Conducting Chi-Square Test
1. Data Preparation:
- Using the relevant variables (doctor recommendations and service usage) from the dataset, create a cross-tabulation table to illustrate frequencies.
2. Compute the Chi-Square Statistic:
- Use the `CHISQ.TEST` function in Excel to perform the Chi-Square test which checks the independence of categories based on observed and expected frequencies.
3. Calculate Cramer's V:
- Cramer's V can be calculated to measure the strength of association between two categorical variables.
4. Interpret Results:
- Review the p-value derived from the Chi-Square test. If the p-value is less than 0.05, we reject the null hypothesis, indicating a significant difference in service usage based on recommendations.
Conclusion
In this assignment, we successfully recoded variables in SPSS and explored their distributions. We also utilized Excel for descriptive statistics, as well as hypothesis testing through chi-square analysis. The results of these analyses can lead to an improved understanding of customer loyalty and service usage at the Avery Fitness Center.
References
1. Field, A. (2018). Discovering Statistics Using SPSS. Sage Publications.
2. Pallant, J. (2020).
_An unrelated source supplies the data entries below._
PR #4881, opened 2017-12-01
Don't unconditionally emit debug level info from RACC

haus:
In
https://github.com/jruby/jruby/commit/3fe1cc2353e8b051a7541d3cb63d5210e99d8539,
jruby's version of racc/parser.rb was brought in line with MRI
racc/parser.rb. This brought along a change to the yyparse method which
changed the last argument from false to true. This causes the java racc
parser implementation to unconditionally emit very noisy debug output
whenever yyparse is called, where previously it would not emit such
output. Passing true is safe for the pure ruby parser, as it ignores the
argument entirely and does nothing with it. It is also safe for the
native c parser, as that parser only emits debug info if it is compiled
with DEBUG set. Tenderlove's version of racc disabled debug by default
in
https://github.com/tenderlove/racc/commit/c5359ab04b5ad858d59664fbe288e9cc7fb1c27f,
but it looks like MRI never picked up that change.
For a time, true was passed and debugging info was not emitted (between
9.1.9.0 and 9.1.12.0). This was because in the merge to bring
racc/parser.rb in line with MRI, the loading of the java cparse library
no longer happened, so the pure ruby version of the library was used
which ignores the debug parameter entirely. This changed in
https://github.com/jruby/jruby/commit/baeaad12f32842a5b714c463558feeb2f7b34c0b
when the cparse-java.jar was being loaded again for jruby.

### DIFF
--- a/lib/ruby/stdlib/racc/parser.rb
+++ b/lib/ruby/stdlib/racc/parser.rb
@@ -322,7 +322,7 @@ module Racc
     # RECEIVER#METHOD_ID is a method to get next token.
     # It must 'yield' the token, which format is [TOKEN-SYMBOL, VALUE].
     def yyparse(recv, mid)
-      __send__(Racc_YY_Parse_Method, recv, mid, _racc_setup(), true)
+      __send__(Racc_YY_Parse_Method, recv, mid, _racc_setup(), false)
     end
 
     def _racc_yyparse_rb(recv, mid, arg, c_debug)


haus:
As an example, Puppet leverages yyparse at runtime. With jruby 9.1.14.0 from homebrew, simply running `jruby -rpuppet` dumps approximately 18000 lines of yyparse debug output to the console. 9.1.12.0 and earlier do not have this behavior.

headius:
Good find! Perhaps you should file an issue with MRI to get them on the same page? They are gemifying libraries for 2.5, but I don't believe racc is one of them (so it won't get updated unless they update it manually).

haus:
Ah thanks. I'll open a ticket on their end as well.

headius:
@haus Link it here when you do. Thanks again!

haus:
@headius i opened https://bugs.ruby-lang.org/issues/14158 for the general case of update racc with upstream changes. if you think i should be more specific and ask for this particular change to be brought over, i can update the ticket.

SPSS Survival Manual. Allen & Unwin.
3. McDonald, J.H. (2014). Handbook of Biological Statistics. Sparky House Publishing.
4. U.S. Department of Health & Human Services. (2021). Healthcare Quality Improvement. Retrieved from https://www.hhs.gov.
5. Norusis, M.J. (2010). SPSS Statistics 19 Guide to Data Analysis. Prentice Hall.
6. Zar, J.H. (2010). Biostatistical Analysis. Pearson Education.
7. Cohen, J. (1988). Statistical Power Analysis for the Behavioral Sciences. Routledge.
8. Samuel, A. (2017). SPSS Data Analysis for Beginners. Independently Published.
9. Vittinghoff, E., & McCulloch, C.E. (2007). Relaxing the Rule of Ten Events per Variable in Logistic and Cox Regression. American Journal of Epidemiology.
10. Trochim, W.M.K. (2006). The Research Methods Knowledge Base. Atomic Dog Publishing.
This complete assignment integrates statistical analysis, hypothesis testing, and data visualization, utilizing appropriate tools such as SPSS and Excel to derive meaningful insights from the data.